Читать «Хризо» онлайн - страница 13

Константин Николаевич Леонтьев

Прощай и не жди писем долго.

Июнь.

Все хорошо. Но глаз коршуна все внимательнее и внимательнее следит за нами.

Уже Ревекка жаловалась мне на замечания злой старухи. Она грозится написать сыну и звать его сюда. Сам банкир предобрый старичок и не алчный; и Ревекку любит, и меня; но боится коршуна. Я сумел понравиться ему, он живал когда-то в Константинополе и любит хвалиться своими связями и тем, что не раз в белых перчатках езжал на посольские балы.

— С тех пор, — говорил он, — я и стал благородный. В Константинополе такой обычай: кто бывает у посланников, тот благородный.

Того банкира, который доставал ему билеты на балы, он зовет «благодетель».

На этой-то струне его сердца я и постараюсь чаще играть, чтобы привлечь его на нашу сторону; Ревекка делает то же.

Недавно она спросила у него при мне (но без старухи) позволенье связать мне кисет.

— Везде делают для знакомых работы. Вы, я знаю, человек образованный, позволите; но я боюсь свекрови.

— А ты ей не показывай, — сказал, смеясь, старик. — Наши старые женщины ослы; политического обращения не имеют. Сами говорить не умеют и думают, что как сел мужчина около женщины да посмеялся, так значит дурное что-нибудь и задумал. — Потом с беспокойством прибавил: — Ты смотри, Ревекка! Не показывай ей ничего, знаешь... Порода их вся пресердитая! Отец ее даже с турками ссоры заводил...
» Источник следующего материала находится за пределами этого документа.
PR #9639, opened 2025-12-12
Add ddClient.extension.id and version fields for RDX

jandubois:
This fix has been prepared by AI; please review with extra care!

---

The ddClient.extension object provided to extensions was missing the id and version fields, and the image field only contained the extension ID without the version tag.

According to Docker Desktop Extension API:
- image: full image reference (id:version)
- id: image name without tag
- version: just the tag

Fix by:
1. Look up extension version from settings in window/index.ts
2. Pass extensionId and extensionVersion to preload script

— А вы бы не спускали ей, — сказал я.

— Не могу, — отвечал старик, — сердца нет у меня! Всегда, поверь мне, Йоргаки, я был боязлив. Вот и шишка на лбу; это от страха у меня вскочила. Один паша велел схватить меня и в тюрьму посадить. Как схватили меня кавассы и с лестницы вниз побежали со мной... с тех пор и стала шишка расти!

При таком свекре можно, конечно, и с коршуном помириться. Прощай.

Июль.

Проклятая старуха настояла на своем: Ревекку увезли в город и не пускают даже к родным. Вот уже месяц, как я ее не видал. На прощанье она мне сказала: «Лучше потерпим немного; кто захочет, найдет средство видеться. Не серди старуху, не ходи к нам часто; рассердится — и в Англию меня отправит».
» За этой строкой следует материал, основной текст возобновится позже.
PR #9641, opened 2025-12-12
Add welcome extension feature

jandubois:
This is an experimental extension used by a hackweek project. Not clear if we want to merge it to Rancher Desktop, but I wanted to make sure the code doesn't get lost.

Screenshot shows how the feature could be used; the example extension is not part of this PR.

CleanShot 2025-12-05 at 14 53 12@2x

---

Add application.extensions.welcome setting for a special extension that:
- Loads first before other extensions
- Appears at top of sidebar (above General) with its icon
- Auto-navigates to the welcome extension when it loads (if on General page)
- Is hidden from the Extensions catalog/installed list
- Cannot be uninstalled via rdctl (returns 403 Forbidden)

Changes:
- config/settings.ts: Add welcome property to extensions settings
- manager.ts: Load welcome extension first in init()
- store/extensions.ts: Add welcomeExtension and regularExtensions getters
- Nav.vue: Show welcome extension at top of nav, auto-navigate when loaded
- default.vue: Pass welcome and regular extensions to Nav
- installed.vue: Use regularExtensions to hide welcome from list
- background.ts: Block uninstall of welcome extension with 403

### DIFF
--- a/background.ts
+++ b/background.ts
@@ -1552,6 +1552,21 @@ class BackgroundCommandWorker implements CommandWorkerInterface {
     if (!em) {
       return { status: 503, data: 'Extension manager is not ready yet.' };
     }
+
+    // Prevent uninstalling the welcome extension
+    if (state === 'uninstall') {
+      const welcomeImage = cfg.application.extensions.welcome;
+
+      if (welcomeImage) {
+        // Extract the image name without tag for comparison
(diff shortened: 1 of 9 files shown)


jandubois:
Closing for now because it was just a demo, and we have no current plans to implement it for real. We can always re-open.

Брожу я теперь, как тень. Скука, жар, безделье, лень. Розенцвейг тоже задумчив. Почти не говорит. Не знаю, чем все это кончится. Хоть бы ты чаще отвечал мне. Право, нестерпимая тоска! Южный ветер глаза жжет; вчера были три такие сильные подземные удара, что стена наша треснула. Когда бы землетрясение! Все лучше тоски.

23-го июля.

Мне было так скучно, так тяжело, с тех пор как Ревекку увезли родные в город и заперли на три ключа, что не было охоты писать даже к тебе. Но вчера случилось в нашем тесном кругу такое важное событие, что я не могу не сообщить его тебе. Розенцвейг посватался за мою сестру.
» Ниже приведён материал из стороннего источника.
PR #9713, opened 2026-01-05
Fix k3s version channel labels not updating properly

### LINKED ISSUE #9709: k3s version list not updated properly
Newer versions fetched from GitHub are not inserted properly (`stable` and `latest` aren't being updated):

Image

jandubois:
The versionFromChannel map was being reset on every call to initialize(), even when just returning the existing promise. This caused channel labels (stable, latest, v1.xx) to not be removed from old versions when they moved to newer versions, resulting in multiple patch versions showing in the recommended list.

Two fixes:
- Move versionFromChannel initialization inside the if block
- Update versionFromChannel after assigning channels to versions

Contains additional AI generated test for a scenario when initialize() is called again before the first call finishes. It should also be fixed by this PR, but I'm not sure if this can actually happen for real.

Fixes #9709


jandubois:
I believe the bug fixes are correct (I've tested them), but unsure if the new test is really needed.

mook-as (approved):

Issue #9710, opened 2026-01-05
Kubernetes 1.34.3 leads to strange k3s.log permission error


ALsbraun:
### Actual Behavior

Вот как это было. Нас с ним пригласили франки на пикник в Серсепилью, в очаровательный сад Шекир-бея. Нам показалось неловко отказаться. Да и консул гнал нас туда и сердился, что мы неохотно отправляемся. Музыка была хороша, фонтаны журчали, птички кротко пели, цветники роскошно пестрели, краше восточных ковров. Я сначала танцовал, потом удалился в беседку с Розенцвейгом.